Dat goed ventileren minstens zo belangrijk is, blijkt uit onderzoek van de Universiteit van Amsterdam, Cardiologie Centra Nederland en Amsterdam UMC. Onderzoekers vroegen gezonde proefpersonen om te spreken en te hoesten. Ze fotografeerden met behulp van laserlichttechnieken de druppeltjes die daarbij vrijkwamen. Ze namen zowel bij het spreken als bij het hoesten grote hoeveelheden kleine druppeltjes waar.
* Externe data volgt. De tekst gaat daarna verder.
PR #240, opened 2016-01-28
Don't force rfr to zero

fpagnoux:
Connected to #198

### DIFF
--- a/app/js/controllers/foyer.js
+++ b/app/js/controllers/foyer.js
@@ -84,11 +84,7 @@ angular.module('ddsApp').controller('FoyerCtrl', function($scope, $state, $state
     });
 
     $scope.$on('rfr', function(e, rfr) {
-        if (rfr !== undefined) {
-            $scope.situation.rfr = rfr;
-            $scope.situation.ressourcesYearMoins2Captured = true;
-            $scope.$broadcast('ressourcesYearMoins2Captured');
-        }
+        $scope.situation.rfr = rfr;
         goToResultat();
     });
 
--- a/app/js/controllers/foyer.js
+++ b/app/js/controllers/foyer.js
@@ -84,9 +84,11 @@ angular.module('ddsApp').controller('FoyerCtrl', function($scope, $state, $state
     });
 
     $scope.$on('rfr', function(e, rfr) {
-        $scope.situation.rfr = rfr;
-        $scope.situation.ressourcesYearMoins2Captured = true;
-        $scope.$broadcast('ressourcesYearMoins2Captured');
+        if (rfr !== undefined) {
+            $scope.situation.rfr = rfr;
+            $scope.situation.ressourcesYearMoins2Captured = true;
+            $scope.$broadcast('ressourcesYearMoins2Captured');
+        }
         goToResultat();
     });
 
--- a/app/js/controllers/foyer/ressources/rfr.js
+++ b/app/js/controllers/foyer/ressources/rfr.js
@@ -7,6 +7,7 @@ angular.module('ddsApp').controller('FoyerRessourceRfrCtrl', function($scope) {
     $scope.rfr = $scope.situation.rfr;
 
     $scope.submit = function() {
+    	$scope.rfr = $scope.rfr !== undefined ? $scope.rfr : false; // rfr won't be updated in the database if the new value is undefined.
         $scope.$emit('rfr', $scope.rfr);
     };
 });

Maar die druppels waren niet allemaal even groot en dat maakte een groot verschil.
Kleine druppels gevaarlijker
Vooral bij het hoesten kwamen grote druppels vrij, tot een millimeter in doorsnede. Die vielen binnen een seconde naar de grond en vormen daardoor een betrekkelijk klein risico om virussen over te dragen. Er kwamen ook veel kleinere druppeltjes vrij (tussen 1 -10 micrometer). Door de grote luchtweerstand die ze ervaren, zweven ze veel langzamer naar de grond. Nadat iemand had gehoest, duurde het ongeveer 5 minuten voordat het totale aantal kleine druppeltjes in de lucht gehalveerd was. Kleine druppeltjes zijn dus veel gevaarlijker om het coronavirus over te dragen dan grote.
Ventileren helpt
De onderzoekers herhaalden hun experiment in een goed geventileerde ruimte. Na het aanzetten van een mechanisch ventilatiesysteem verdween de helft van de mini-druppeltjes in 2,5 minuut uit de lucht. En in een kamer waarin ook een raam en een deur open stonden, was het aantal druppeltjes al na 30 seconden gehalveerd. Dat is 10 keer zo snel als in het 1e experiment, waarbij de kamer niet of niet goed geventileerd werd.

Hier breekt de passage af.